--- START ---

PR #400, opened 2024-05-09
gh-387 - scaffold submission service

### LINKED ISSUE #387: Create Data Specification Submission Service
# Description

When the Submit button is clicked a number of steps need to be run. This new service will provided a scalable and customisable list of steps that will facilitate this process. The steps need to be written in such a way that if the process is run again then it will be able to continue from the last successful step. The steps need to be asynchronous and the solution needs to be coded to handle this.

Once this issue is completed the basic scaffolding for the service should be setup for the overarching task. That is, roughly the following files will be contained in a new DataSpecficationSubmission folder
1. A `SpecificationSubmissionService` created to ask as the main control service of the overall process. 
2. A `SpecificationSubmissionStateService` responsible for managing the state of the submission process. Should adhere to an interface which defines set, get, methods. Ideally store the state in an observable acting as a cache.
3. A `specification-submission.resource.ts` file created to contain the necessary types
4. An `ISpecificationSubmissionStep` interface defining the necessary logic for a step in the submission process. 
5. A test proving the scaffold works with a simple series of 1 or 2 steps. 

# Technical

### SubmissionStepService
Create an interface called ISubmissionStep that will be used as the base class for all submission step objects. This interface will look roughly like the following: 
``` ts
inteface ISubmissionStep {
  name: string;
  executionRequired(dataSpecificiationId: UUID): Observable<boolean>;
  execute(dataSpecificiationId: UUID): Observable<any>;
  saveNecessaryResults(newState: SubmissionState): void; // Set state
  validateExecutionInputs(): void;
}
```

~~### FinaliseStepService~~
~~The FinaliseStepService will be a class that implements SubmissionStepService. This will be the first class to be implemented to prove that these changes work correctly. More steps will be added in other issues. The FinaliseStepService will provide the following functionality:~~

- ~~name: "Finalise data specification"~~
- ~~executionRequired: Return true if the data specification that matches the passed in dataSpecificationId has NOT been finalised.~~
- ~~execute: Run the code that currently sits behind the "Finalise and Submit" button. This code will need to be moved into this class and the "Finalise and Submit" button action will need to instead call the SubmissionService.Submit function. This exercute function should return an empty key map. (I don't think we need to return any data from this step for downstream jobs to consume)~~
- ~~getResult: Return an empty key map.~~

### SubmissionService
The Submission service will have a hard coded list of objects that inherit from SubmissionSteps. Each item of the list will be iterated over in order and the results of each step will be passed into the next step. So this will look something like this (again, pseudo esq code)

So our list will look something like this for this task:
```
stepList = [new FinaliseStepService()]
```

The public submit function will initiate the recursive function and make the first call.
```
function submit(dataSpecificiationId: UUID) {
  // create an empty keymap
   submitStep(dataSpecificiationId, keyMap, steps, 0) // Some sort of observable call
}
```

Then the private recursive function will look something like this.
```
private function submitStep(dataSpecificiationId: UUID, keyMap: KeyMap, steps: Step[], index: number): Observable<StepResult> {
    if (index >= steps.length) {
        // Base case: if index is out of bounds, return an observable of a StepResult with no content
       return...
    }

      // Recursive case: execute the current step and then recursively call submitStep for the next step
     if (steps[index].executionRequired(dataSpecificiationId, keyMap) { // This if also needs to be called as an observable, so this line needs adapting
      return steps[index].execute().pipe(
          switchMap((stepResult: StepResult) => {
              // Update keyMap with the result of the current step
              const updatedKeyMap = stepResult.keyMap;
              // Recursively call submitStep for the next step
              return submitStep(steps, index + 1, updatedKeyMap);
          })
      );
     }
     else {
        return steps[index].getResult().pipe(
          switchMap((stepResult: StepResult) => {
              // Update keyMap with the result of the current step
              const updatedKeyMap = stepResult.keyMap;
              // Recursively call submitStep for the next step
              return submitStep(steps, index + 1, updatedKeyMap);
          })
     }
}
```

abwilson23:
- Create initial implementation of the overall submission process flow including: interfaces, main submission control flow, generic step stub and basic testing. 
- slight start to the select project step just to have a step to test. 

closes #387


NigelPalmer (changes requested):
This is looking like a good start, well done!

Now we have this in place, I would like to take this task a little further to prove that the submission service will behave in the way that we would like. To that end, please update the task with the following functionality:

1. Change the "Select Project Dialog" to be a dialog with a button on it that says "Click to complete step 1". When clicked the specification description should be updated with the text "Submission Step 1 Complete". 
2. Update `SelectProjectStep.run` so that the stepResult includes a string called `whatStep1Did`. Set `whatStep1Did` to the message "Step 1 ran this time"
3. Update `SelectProjectStep.isRequired` to check the specification description:
If the description includes the text "Submission Step 1 Complete",  set `isRequired` to false and set `whatStep1Did` to "Step 1 was not required to be run".
If the description _does not_ include the text "Submission Step 1 Complete", set `isRequired` to true 
4. Create a Step 2. Step 2 should simply show a dialog that displays the  `whatStep1Did` message.

Regarding code review, nothing major has leapt out yet, but I would rather carry out a more thorough code rerview once the above is complete.

Apologies for moving the goal posts, but I think this will be worth doing.

src/app/data-explorer/specification-submission/submission-steps/select-project.step.ts
```diff
@@ -0,0 +1,87 @@
...
+Unless required by applicable law or agreed to in writing, software
+distributed under the License is distributed on an "AS IS" BASIS,
+WITHOUT WARRANTIES OR CONDITIONS OF ANY KIND, either express or implied.
+See the License for the specific language governing permissions and
+limitations under the License.
+
+SPDX-License-Identifier: Apache-2.0
+*/
+import { Injectable } from '@angular/core';
+import { Observable, map, of, switchMap, tap } from 'rxjs';
```
NigelPalmer: switchMap is not used. This will fail linting.

src/app/data-explorer/specification-submission/submission-steps/select-project.step.ts
```diff
@@ -0,0 +1,87 @@
...
+    const description: string = localStorage.getItem('description') ?? '';
+    const isRequired = !description.includes('Submission step 1 complete.');
+
+    const stepResult: StepResult = {
+      result: {
+        whatStep1Did: isRequired
+          ? 'SelectProjectStep is required.'
+          : 'Step 1 was not required to be run.',
+      },
+      isRequired: isRequired,
```
NigelPalmer: 'Expected property shorthand' error is being shown in my Visual Studio Code. Please change to just be isRequired.

src/app/data-explorer/specification-submission/submission-steps/select-project.step.ts
```diff
@@ -0,0 +1,87 @@
...
+      .afterClosed()
+      .pipe(
+        tap((result: SelectProjectDialogResponse) => {
+          localStorage.setItem('description', result.stepDescription);
+        }),
+        map(
+          () =>
+            ({
+              result: { whatStep1Did: 'Step 1 ran this time.' },
+              isRequired: false,
```
NigelPalmer: Why is isRequired being set to false here? This is confusing to follow. What is this isRequired even being used for after this point? Could we not just default isRequired to false in the StepResult and therefore not set the value here?

src/app/data-explorer/specification-submission/submission.resource.ts
```diff
@@ -0,0 +1,64 @@
...
+}
+
+export type StepName =
+  | 'SelectProject'
+  | 'GetDataRequest'
+  | 'GenerateSqlFile'
+  | 'AttachSqlFileToDataRequest'
+  | 'GeneratePdfOfDataRequest'
+  | 'AttachPdfToDataRequest'
+  | 'SaveDataRequest';
```
NigelPalmer: The idea of StepName was that it is something that would be displayed to the user when a submission is running. Therefore these should be sentence case rather than looking code like. e.g:
'Select project'
'Get Data Request'
'Generate SQL file'
etc

NigelPalmer (changes requested):
This was not quite what I had in mind, but the implementation clearly shows the step process working. Provided I type in "Submission step 1 complete." into the dialog, then the subsequent steps will fast track to step 2. If anything else is typed, then step 1 is run again. This is good and shows everything working as it should.

There are a couple of code observations that need addressing.

src/app/data-explorer/specification-submission/submission-steps/select-project.step.ts
abwilson23: Resolved.

src/app/data-explorer/specification-submission/submission-steps/select-project.step.ts
abwilson23: Resolved.

src/app/data-explorer/specification-submission/submission.resource.ts
abwilson23: Changed.

src/app/data-explorer/specification-submission/submission-steps/select-project.step.ts
abwilson23: I went with removing it altogether as only the result is used in the main submit method to save any new data to the state.

NigelPalmer (approved):
This framework is now ready to be populated with steps. This is all working well and a simple and flexible framework.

--- END ---

— WHAT THIS TASK INVOLVES —
Every line that holds the string "text" must be copied from the records above.

— TASK ANSWER —
1. Change the "Select Project Dialog" to be a dialog with a button on it that says "Click to complete step 1". When clicked the specification description should be updated with the text "Submission Step 1 Complete". 
If the description includes the text "Submission Step 1 Complete",  set `isRequired` to false and set `whatStep1Did` to "Step 1 was not required to be run".
If the description _does not_ include the text "Submission Step 1 Complete", set `isRequired` to true 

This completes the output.